WASHINGTON, DC-The Matan Cos. has closed on its latest real estate fund, Matan Fund IV, a $100 million pool of equity that will be enhanced with moderate leverage and strategic partnerships. The company will be investing in three areas over the next 24 months, principal Mark Matan tells GlobeSt.com: one-third of its activity will be devoted to multifamily development; one-third will be its usual government build-to-suit; and one third will be in suburban office market acquisitions.
For the latter asset class—one that has certainly seen better days--Matan says the timing is right. "We think the suburban office market is either at the bottom or close to it. It is attractive now because we are seeing well leased assets that are pricing as poorly as" ones with large vacancies. "So we think it is time to get back in there."
Meanwhile the company has already launched two multifamily development projects totaling 400 units in the Frederick, MD, submarket under this fund. One is Prospect Hall, which is currently under construction. Another project in Urbana is slated to start construction in Spring 2014, Matan says.

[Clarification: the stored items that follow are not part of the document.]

PR #2928, opened 2024-10-01
feature: dynamic setting deps layouts

Alexandr-Solovev:
## Description

Add dynamic checker for TBB layout

**Testing**


makefile
```diff
@@ -214,15 +214,17 @@ TBBDIR.include := $(if $(TBBDIR.2),$(TBBDIR.2)/include/tbb $(TBBDIR.2)/include)
 
 TBBDIR.libia.prefix := $(TBBDIR.2)/lib
 
-ifeq ($(MKL_FPK_GPU_VERSION_LINE),2024.0.0)
+OLD_TBB_LAYOUT := $(if $(wildcard $(call frompf1,$(TBBDIR.libia.prefix))/$(_IA)),yes,no)
```
napetrov, line 217: do we need to support old tbb layout?

Alexandr-Solovev: Is it possible scenario that user will try to use tbb with old layout in build? I guess that just since 2021.12 or 13 new layout exists, it makes sense to support old layout, but not sure

homksei (approved):

PR #2941, opened 2024-10-08
update version to 2025.1.0

mvtiurin:


icfaust (approved):
Looks like it closely matches #2819

PR #3180, opened 2025-04-22
fix: use throwIfPossible to fix -fno-exception build

ahuber21:
Using a bare throw breaks the `-fno-exception` build. This workaround uses `service::throwIfPossible`.


icfaust:
Where should I be looking to check for the ```-fno-exception``` build?

icfaust (approved):

ahuber21:
Will revert the throw and address the coverity hit differently

PR #3181, opened 2025-04-22
Revert "fix: static cast uniqueDepth to int to avoid ull underflow (#…

ahuber21:
…3173)"

This reverts commit c17ea8b550e407d39189cd44d5c84e33f4d75300.

Reverts uxlfoundation/oneDAL#3173

The coverity hits fixed by this PR will be addressed differently. This check is virtually impossible to trigger and therefore it shouldn't clutter or slow down the code.


Vika-F (approved):
The errors in internal CI do not look related to the revert.

PR #3186, opened 2025-04-28
fix(docs): Install dependencies fails over debian-installed packages

ahuber21:
## Description

Create a `venv` for the python packages in the install step. Also add `set -euo pipefail` to fail the correct step if a problem occurs.

## What it fixes

Building docs sometimes fails at the `Install requirements` step, preventing the installation of the requirements. The subsequent `Build documentation` will fail with `sphinx-build: not found`.

image

Example: https://dev.azure.com/daal/DAAL/_build/results?buildId=45831&view=logs&j=12f1170f-54f2-53f3-20dd-22fc7dff55f9&t=5caf77c8-9b10-50ef-b5c7-ca89c63e1c86

### DIFF
--- a/.ci/pipeline/docs.yml
+++ b/.ci/pipeline/docs.yml
@@ -33,12 +33,12 @@ steps:
 - script: |
     set -euo pipefail
     cd docs
+    sudo apt-get update
     sudo apt-get install python3-setuptools
     python3 -m venv venv
     source venv/bin/activate
     pip install --upgrade pip
     pip install -r requirements.txt
-    sudo apt-get update
     sudo apt-get install doxygen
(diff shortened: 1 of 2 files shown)


ahuber21:
The last commit before merging won't have a `docbuild` step because of the directory filters. But here's the latest one that shows that now everything is passing:
https://dev.azure.com/daal/DAAL/_build/results?buildId=45983&view=logs&j=12f1170f-54f2-53f3-20dd-22fc7dff55f9&t=5caf77c8-9b10-50ef-b5c7-ca89c63e1c86

Alexsandruss (approved):

PR #3196, opened 2025-05-08
Fix issues with Logistic Regression and Newton-CG

avolkov-intel:
## Description

This PR address multiple issues in computation of logistic loss and newton-cg optimization process:

- Issue with logloss computation in logloss_function class is fixed, additional tests were added
- Issue with incorrect sign of precomputed gradient provided to backtracking algorithm is fixed
- Additional stopping criteria is added to newton-cg algorithm
- Tolerance for solution vector is raised a little bit
- Additional test is added to compare the value at the optimal point and in the orginal point

---

**Testing**

**Performance**

### DIFF
--- a/cpp/oneapi/dal/backend/primitives/optimizers/line_search_dpc.cpp
+++ b/cpp/oneapi/dal/backend/primitives/optimizers/line_search_dpc.cpp
@@ -42,10 +42,12 @@ Float backtracking(sycl::queue queue,
     Float df0 = 0;
     dot_product(queue, grad_f0, direction, result.get_mutable_data(), &df0, deps + precompute)
         .wait_and_throw();
+    Float dir_inf_norm = 0;
+    max_abs(queue, direction, result.get_mutable_data(), &dir_inf_norm, deps).wait_and_throw();
     Float cur_val = 0;
     constexpr Float eps = std::numeric_limits<Float>::epsilon();
     bool is_first_iter = true;
-    while ((is_first_iter || cur_val - f0 > c1 * alpha * df0) && alpha > eps) {
+    while ((is_first_iter || cur_val - f0 > c1 * alpha * df0) && alpha * dir_inf_norm > eps) {
         // TODO check that conditions are the same across diferent devices
         if (!is_first_iter) {
             alpha /= 2;
@@ -62,7 +64,8 @@ Float backtracking(sycl::queue queue,
         wait_or_pass(func_event_vec).wait_and_throw();
         cur_val = f.get_value();
     }
-    if (alpha <= eps) {
+    if (alpha * dir_inf_norm <= eps) {
+        // if we add alpha * dir the vector of weights will not change
         alpha = 0;
     }
     return alpha;
--- a/cpp/oneapi/dal/backend/primitives/optimizers/line_search_dpc.cpp
+++ b/cpp/oneapi/dal/backend/primitives/optimizers/line_search_dpc.cpp
@@ -18,6 +18,8 @@
 #include "oneapi/dal/backend/primitives/optimizers/common.hpp"
 #include "oneapi/dal/backend/primitives/element_wise.hpp"
 #include "oneapi/dal/detail/profiler.hpp"
+#include <iostream>
+#include <iomanip>
 
 namespace oneapi::dal::backend::primitives {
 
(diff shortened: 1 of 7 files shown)


cpp/oneapi/dal/backend/primitives/optimizers/line_search_dpc.cpp
```diff
@@ -62,6 +62,9 @@ Float backtracking(sycl::queue queue,
         wait_or_pass(func_event_vec).wait_and_throw();
         cur_val = f.get_value();
     }
+    if (alpha <= eps) {
```
david-cortes-intel, line 65: I think this threshold might still be too liberal. Basically you'd have:
* x_val -> likely beyond +1/-1.
* alpha -> machine epsilon.
* dir_val -> likely smaller than x_val.

Thus, it's quite likely that the update will amount to zero even at values slightly above machine epsilon.

It's also a **lot** more trials being conducted than in other software - for example, for fp64, it will take 52 iterations to reach the threshold, which is perhaps too much. For example, SciPy's wolfe line search uses a maximum of 10 iterations:
https://docs.scipy.org/doc/scipy/reference/generated/scipy.optimize.line_search.html
Other bundled line searches there also use less - for example: https://github.com/scipy/scipy/blob/3fb9ab145341b570af87cf3a4a3c5ea812ec6cd0/scipy/optimize/_lbfgsb_py.py#L97
Granted, those are both interpolating line searches, while this is a backtracking procedure so it might require more trials, but it still feels a bit too much.

Maybe you could try setting to sqrt(eps) instead. Or a hard-coded threshold like 1e-6 for both fp32 and fp64.

avolkov-intel:
image

Benchmarking results

cpp/oneapi/dal/backend/primitives/optimizers/line_search_dpc.cpp
avolkov-intel: Among the proposed ideas, I like the sqrt(eps) the most, however, it seems that if we introduce this update the validation should be done more thoroughly, on a wider set of datasets. Meanwhile, in this PR the convergence should not be affected we stop algorithm at the moment it wouldn't introduce any updates anyway. Moreover, this PR contains few fixes for critical bugs, that's why I don't want to postpone the merge till we wait for investigation.

All in all, I agree with the idea, but I think we cannot just pull a random constant out of nowhere without validation on wider set of datasets and theoretical basis. That's why let's introduce this update in separate PR.

david-cortes-intel: @avolkov-intel It's actually not a random constant - it correspond exactly to 20 line searches, which is the default in some SciPy optimizers.

avolkov-intel: Yeah, but those are different methods

david-cortes-intel: If you want another reference, IPOPT's backtracking LS uses a rather different criterion "tiny_step_tol":
https://coin-or.github.io/Ipopt/OPTIONS.html#OPT_Line_Search

which in a regular case, would also amount to less than what this PR is setting.

Granted, it's a different case (not pure Newton) and they have a lot more safeguards, but might still serve as a reference.

avolkov-intel: eps for float in my PR is 
1.1920928955078125e-07
eps for double in my PR is
2.220446049250313080847263336181640625e-16

From documentation default tiny_step_tol is 2.22045e-15 which looks similar to eps for double, so it seems they also use values around numerical limits

david-cortes-intel: That threshold on IPOPT is not on the step size, but on the values of the update.

david-cortes-intel (approved):

david-cortes-intel:
CI errors are in a CPU test plus a timeout, don't look related to this PR.

cpp/oneapi/dal/backend/primitives/optimizers/test/fixture.hpp
```diff
@@ -102,12 +106,6 @@ class quadratic_function : public base_function<Float> {
     linear_matrix_operator<Float> hessp_;
 };
 
-template <typename Float>
```
Alexandr-Solovev, line 105: what the reason of replacement this function with a macro?

avolkov-intel: Yes, when you observe failure in CI it's easier to identify where it happened if macro is used. If function is used it shows you that error happened at this function but no information about from where this function was called

PR #3210, opened 2025-05-13
enh: replace unix2dos with sed

Alexandr-Solovev:
### Summary

Replaced usage of `unix2dos` with `sed` to remove an external dependency.

### Details

The original script relied on `dos2unix`, which is not always available in all environments by default. This change replaces it with a `sed` command that achieves the same result (removing carriage return characters), thus improving portability and reducing setup requirements.

### Changes

- Replaced `unix2dos`
- Removed the dependency on the `unix2dos` utility

### Motivation

Minimize external dependencies and ensure better cross-platform compatibility.

---

**Testing**

**Performance**


makefile
```diff
@@ -1040,7 +1040,7 @@ $4: $3/$2
 $3/$2: $(DIR)/$1 | $3/. ; $(value cpy)
 	$(if $(filter %.sh %.bat dal,$2),sed -i -e 's/__DAL_MAJOR_BINARY__/$(MAJORBINARY)/' $3/$2)
 	$(if $(filter %.sh %.bat dal,$2),sed -i -e 's/__DAL_MINOR_BINARY__/$(MINORBINARY)/' $3/$2)
-	$(if $(OS_is_win),unix2dos $3/$2)
+	$(if $(OS_is_win),sed -i -n -z -e 's/\r*\n/\r\n/g;p' $3/$2)
```
yuejiaointel, line 1043: Do we need to worry about it has to work on other systems like macos(some of the sed arg is not supported I think) ?

david-cortes-intel: OneDAL currently does not support macOS so no need to worry about it.

Sed is part of most coreutils out there (like GNUs) and is required by POSIX, so even if it doesn't come out of the box on macOS (although I'm pretty sure it does), it can be installed easily afterwards.

david-cortes-intel:
@Alexandr-Solovev Could you please remove the dos2unix requirement and instructions from the INSTALL.md file?

makefile
david-cortes-intel: Sorry, I think I misread it: yes, some arguments might indeed be GNU-specific extensions. This needs to be documented.

@Alexandr-Solovev Could you please add a note that this requires the GNU variant of sed if that's the case?

Alexandr-Solovev: Its implemented only for if $(OS_is_win), so, I think its not necessary to think about other system support

INSTALL.md
```diff
@@ -26,9 +26,9 @@ Required Software:
 * oneDPL library
 * Microsoft Visual Studio\* (Windows\* only)
 * [MSYS2](http://msys2.github.io) (Windows\* only)
-* `make` and `dos2unix` tools; install these packages using MSYS2 on Windows\* as follows:
+* `make`tool; install these packages using MSYS2 on Windows\* as follows:
```
david-cortes-intel, line 29:
```suggestion
* `make`; which can be installed using MSYS2 on Windows\* as follows:
```

david-cortes-intel (approved):

Vika-F (approved):
The scripts contain Windows-style line endings after the change.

Multifamily is a relatively new asset class for the company. Matan says they chose the Frederic market due to its proximity and demographics.
Matan Fund IV also purchased Federal Capital Partners' interest in the 332,000-square foot National Cancer Institute's Advanced Technology Research Facility in Frederick, MD.
Matan Fund IV has several deals under contract with closings pending for late 2013 and Matan tells us that one will be announced shortly.
All told, Matan says, "the fund should be involved in $500 million worth of transactions through the use of moderate leverage coupled with strategic partnerships."
"We anticipate being fully invested in 18-24 months given our current pipeline."